** MATERIAL PROVIDED follows **
PR #340, opened 2022-12-02
Bump pg_query_go version to 2.2.0

keiko713:
The `pg_query_go` 2.2.0 version includes the fix with the build issue with macOS SDK 13.0.
Bumping the version here too so that people won't get hit by this.

https://github.com/pganalyze/pg_query/issues/263


lfittl (approved):
:+1:

PR #22, opened 2019-08-16
Add one option to disable certificate verification.

yong-li:


include/libnuraft/asio_service_options.hxx
```diff
@@ -66,6 +66,7 @@ struct asio_service_options {
     asio_service_options()
         : thread_pool_size_(0)
         , enable_ssl_(false)
+        , verify_peer_(true)
```
greensky00: Could you please change it to `skip_verification_(false)`? That seems to me better.

yong-li: sure.

PR #25, opened 2019-08-19
Expose restart election timer. 

yong-li:
The idea is the following.  For the provision workflow, the following would happen:
1. Every node is started with `skip_initial_election_timeout_ = true`.
2. The agent will pick one node, and call `/initialize` on this node.  At this time `restart_election_timer()` will be called to elect this node to be the leader.

The idea is to make `/startserver` consistent among all nodes, and use the `/initialize` call to make the designated node the leader.

### DIFF
--- a/src/handle_timeout.cxx
+++ b/src/handle_timeout.cxx
@@ -102,7 +102,8 @@ void raft_server::handle_hb_timeout(int32 srv_id) {
 
 void raft_server::restart_election_timer() {
     // don't start the election timer while this server is still catching up the logs
-    if (catching_up_) {
+    // or this server is the leader
+    if (catching_up_ || role_ == srv_role::leader) {
         return;
     }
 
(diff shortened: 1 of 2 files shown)


src/handle_timeout.cxx
```diff
@@ -102,7 +102,8 @@ void raft_server::handle_hb_timeout(int32 srv_id) {
 
 void raft_server::restart_election_timer() {
     // don't start the election timer while this server is still catching up the logs
-    if (catching_up_) {
+    // or this server is the leader
+    if (catching_up_ || role_ == srv_role::leader) {
```
greensky00: Would you please add `recur_lock(lock_);` at the beginning of this function? So far this function was internal use only, which means all callers already acquire `lock_` before reach here. But now we expose it to users so that this function should protect itself.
** End of MATERIAL PROVIDED **
THE PROBLEM: Only the lines from the beginning of the entries through the line bearing "2. The agent" should be returned, each exactly as written.

ANSWER SECTION:
PR #340, opened 2022-12-02
Bump pg_query_go version to 2.2.0

keiko713:
The `pg_query_go` 2.2.0 version includes the fix with the build issue with macOS SDK 13.0.
Bumping the version here too so that people won't get hit by this.

https://github.com/pganalyze/pg_query/issues/263


lfittl (approved):
:+1:

PR #22, opened 2019-08-16
Add one option to disable certificate verification.

yong-li:


include/libnuraft/asio_service_options.hxx
```diff
@@ -66,6 +66,7 @@ struct asio_service_options {
     asio_service_options()
         : thread_pool_size_(0)
         , enable_ssl_(false)
+        , verify_peer_(true)
```
greensky00: Could you please change it to `skip_verification_(false)`? That seems to me better.

yong-li: sure.

PR #25, opened 2019-08-19
Expose restart election timer. 

yong-li:
The idea is the following.  For the provision workflow, the following would happen:
1. Every node is started with `skip_initial_election_timeout_ = true`.
2. The agent will pick one node, and call `/initialize` on this node.  At this time `restart_election_timer()` will be called to elect this node to be the leader.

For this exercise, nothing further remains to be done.